Comment 5 for bug 1987430

Revision history for this message
Chris Siebenmann (cks) wrote :

We've seen this on a wide variety of workloads, including general user logins with NFS mounts, SLURM head and cluster nodes, a Prometheus/Grafana server, a Grafana Loki server, two Exim servers, a Samba server, LDAP servers, Matlab license servers, and a monitoring machine that just runs conserver. It seems to be correlated with the amount of processes and activity that happens on a machine, as the two machines that leaked the most are our primary general use login server and our Prometheus server (which is constantly running a churn of monitoring and probe activity). As a result of this, I don't currently have any particular commands that reproduce this.

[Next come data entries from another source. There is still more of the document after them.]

PR #635, opened 2022-07-11
Fix: Remove commented out formats

localheinz:
This pull request

- [x] removes commented out formats


cmb69:
Ah, yeah, it's highly unlikely that PDFs will be made available in the future, since the rendering is broken for ~10years.

Thank you!

localheinz:
Thank you, @cmb69!

PR #2006, opened 2026-04-16
PP-14847 Update font for new warning message

marcotranchino:
With this change, we are updating the new warning message displayed with AUTHORISATION_REJECTED events so that its font is 'GDS Transport' instead of 'monospace'.

Further information in the Jira ticket.

https://payments-platform.atlassian.net/browse/PP-14847?focusedCommentId=80701

# BEFORE

BEFORE

# AFTER

AFTER


alexbishop1 (approved):
💯

PR #2017, opened 2026-05-08
PP-15362 Switch to plain alpine tag

benjamb:
Switch to plain alpine tag so minor alpine upgrades are performed automatically.


SandorArpa (approved):
LOKTM

PR #2026, opened 2026-05-26
PP-15376 session logout functionality

hjvoid:

- This PR will be reverted after staging as there will likely be some issues around the styling of the 'Sign out' button, at the moment we just want to know if the code works as expected in the test environment.
- CodeQL is marking the POST route as missing rate limiting. These changes implement it via `pay-js-commons` but it looks like CodeQL isn't familiar with custom middleware. Nonetheless, this should be considered in reviewing.


SandorArpa (approved):
LOKTM

PR #2045, opened 2026-06-16
PP-15376 session logout functionality

hjvoid:

- Adding the prompt: 'login' key value pair to the router /auth endpoint.
- Adding csrfToken globally so that the banner can make use of it. At the moment we only pass it in with each rendered view (if we decide to keep this some clean up will need to be performed to remove explicit inclusion in page renders).
- CodeQL is marking the POST route as missing rate limiting. These changes implement it via pay-js-commons but it looks like CodeQL isn't familiar with custom middleware. Nonetheless, this should be considered in reviewing.
- Passport allows you to explicitly name your strategy on registration by passing the name as the first argument. This has been added in the custom passport.js file so that to force the identifier to be 'github'.
- More logging has been added to hopefully make failures more explicit.
- Added a revokeGithubGrant method to the Github Strategy that revokes the Oauth grant on Githubs side before redirecting back to /. You can read the documentation for it [here](https://docs.github.com/en/enterprise-server@3.21/rest/apps/oauth-applications?versionId=enterprise-server%403.21&apiVersion=2026-03-10).
- Using Axios to make the DELETE request for reasons of consistency with the rest of the code base.
- This PR will be reverted after staging as there will likely be some issues around the styling of the 'Sign out' button, at the moment we just want to know if the code works as expected in the test environment. Also will need to clean up unused req.csrfToken() on rendered views.

### DIFF
--- a/src/lib/auth.ts
+++ b/src/lib/auth.ts
@@ -2,6 +2,7 @@ import logger from './logger'
 import {disableAuth} from './../config'
 import {NextFunction, Request, Response} from 'express'
 import {PermissionLevel} from './auth/types'
+import { revokeGithubGrant } from './auth/github/strategy'
 
 export function secured(permissionLevel: PermissionLevel) {
   return function checkUserIsAuthenticatedAndPermitted(req: Request, res: Response, next: NextFunction) {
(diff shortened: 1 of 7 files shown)


marcotranchino (approved):
Looks very good to me!
Does using `revokeGithubGrant` mean that if I have Toolbox open on two laptops, logging out of one I will log out the other instance too? It would be an added benefit if so.

hjvoid:
> Looks very good to me! Does using `revokeGithubGrant` mean that if I have Toolbox open on two laptops, logging out of one I will log out the other instance too? It would be an added benefit if so.

In theory @marcotranchino - yes! The idea is that you don't logout of Github, you just revoke Toolbox's ability to use Github to login until you authenticate again.

PR #2047, opened 2026-06-16
Revert "PP-15376 session logout functionality"

hjvoid:
Reverts alphagov/pay-toolbox#2045

### DIFF
--- a/src/lib/auth/github/strategy.js
+++ b/src/lib/auth/github/strategy.js
@@ -4,15 +4,13 @@ const config = require('../../../config')
 const logger = require('../../logger')
 
 const { checkUserAccess} = require('./permissions')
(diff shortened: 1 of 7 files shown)


src/lib/auth/github/strategy.js
```diff
@@ -4,16 +4,14 @@ const config = require('../../../config')
 const logger = require('../../logger')
 
 const { checkUserAccess} = require('./permissions')
-const {PermissionLevel} = require("../types")
+const {PermissionLevel} = require("../types");
```
kbottla, line 7:
```suggestion
const {PermissionLevel} = require("../types")
```

kbottla (approved):

PR #2059, opened 2026-06-24
PP-15378 passport js logout with post request

hjvoid:

- Adding additional logging to revokeSession method.
- Removing anchor tag and replacing with a for with POST method and action /logout
- Changing router for /logout to POST as per passport.js suggestion.
- Add CSRF values globally
- Adds key/value params for Github auth account selection.


SandorArpa (approved):
LOKTM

It may be relevant that we are auditing some system calls. The generated /etc/audit/audit.rules on our servers has:
-D
-b 8192
-f 1
--backlog_wait_time 60000
-a exit,always -F arch=b64 -S execve
-a exit,always -F arch=b32 -S execve

We also have audit log only to files by masking systemd-journald-audit.socket.

I will see if I can reproduce this in a VM by generating random activity (I'm going to try repeatedly compiling something over and over), first in our standard configuration and then in a more minimal one. It will likely take at least a day or two to know one way or another.